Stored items
Issue #154, opened 2017-03-11
Remove TDG Tools


spencerrecneps:
Need to remove TDG Tools from the code.

spencerrecneps:
TDG Tools calls have been removed from the SQL scripts. Now we just need to eliminate from the VM setup.

PR #155, opened 2017-03-11
Feature/build network

spencerrecneps:
This removes the need for the TDG Tools extension by pulling the network building into a script. I didn't want to touch the VM setup, but there's no longer a need to pull TDG Tools from my repo.

This partially resolves https://github.com/azavea/pfb-network-connectivity/issues/154

### DIFF
--- a/pfb-analysis/Dockerfile
+++ b/pfb-analysis/Dockerfile
@@ -44,8 +44,6 @@ RUN set -xe && \
         (cd osm2pgsql && mkdir build && cd build && cmake ../ && make install) && \
       git clone --branch $GIT_BRANCH_QUANTILE https://github.com/tvondra/quantile.git && \
         (cd quantile && make install) && \
-      git clone --branch $GIT_BRANCH_TDGTOOLS https://github.com/spencerrecneps/TDG-Tools.git && \
-        (cd TDG-Tools/TDG\ SQL\ Tools && make clean && make install) && \
     cd /tmp/ && rm -rf /tmp/build/ /var/lib/apt/lists/* && \
     apt-get purge -y --auto-remove ${BUILD_DEPS}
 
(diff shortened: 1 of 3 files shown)


CloudNiner:
What is the reasoning for this change? After browsing the source for those TDG functions, it looks mostly the same.

CloudNiner:
The TDG Tools can be removed from the VM setup by deleting lines 47-48 in the `pfb-analysis/Dockerfile`:

https://github.com/azavea/pfb-network-connectivity/blob/develop/pfb-analysis/Dockerfile#L47

spencerrecneps:
You're correct that it's mostly the same. I basically took the TDG Tools code and copied it wholesale into the scripts here.

The primary purpose was to remove dependency on TDG Tools, which was never really intended to be part of the PFB source. It will be better to keep all functionality contained within the PFB repo.

CloudNiner:
Gotcha. The major disadvantage of this is that you're now copying code if you want the same functionality in TDGTools as the PFB repo. If its an issue of open sourcing, then adding a LICENSE to TDGTools (if one doesn't exist) should be sufficient. 

We could modify the Dockerfile build that pulls the TDGTools SQL code to always specify a particular commit. That way you could leave all the code in one place and continue developing on whatever branch you want, without the danger of accidentally deploying changes before they're ready.

Either way, if you're willing to handle the maintenance burden of two duplicate codebases, and/or TDGTools won't be used for anything going forward (i.e. it's only purpose was to eventually be merged into PFB) then we can merge this. I would just urge caution before taking on that burden, depending on your future plans, as it could very quickly become unsustainable.

spencerrecneps:
The functionality here is simply building a routable road network. It's a small piece of the TDG Tools suite, which I'm not sure we as a firm want to publicize. (It's obviously discoverable right now but we'd prefer not to trumpet its existence to the world.)

Apart from any bugs in the way it builds the network, I don't foresee making any changes. It's a very specific piece of functionality that I wouldn't be planning to add features to even if I made changes in the original codebase.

What is required
From the records above, return each line where "github" occurs.

Your solution
This partially resolves https://github.com/azavea/pfb-network-connectivity/issues/154
       git clone --branch $GIT_BRANCH_QUANTILE https://github.com/tvondra/quantile.git && \
-      git clone --branch $GIT_BRANCH_TDGTOOLS https://github.com/spencerrecneps/TDG-Tools.git && \
https://github.com/azavea/pfb-network-connectivity/blob/develop/pfb-analysis/Dockerfile#L47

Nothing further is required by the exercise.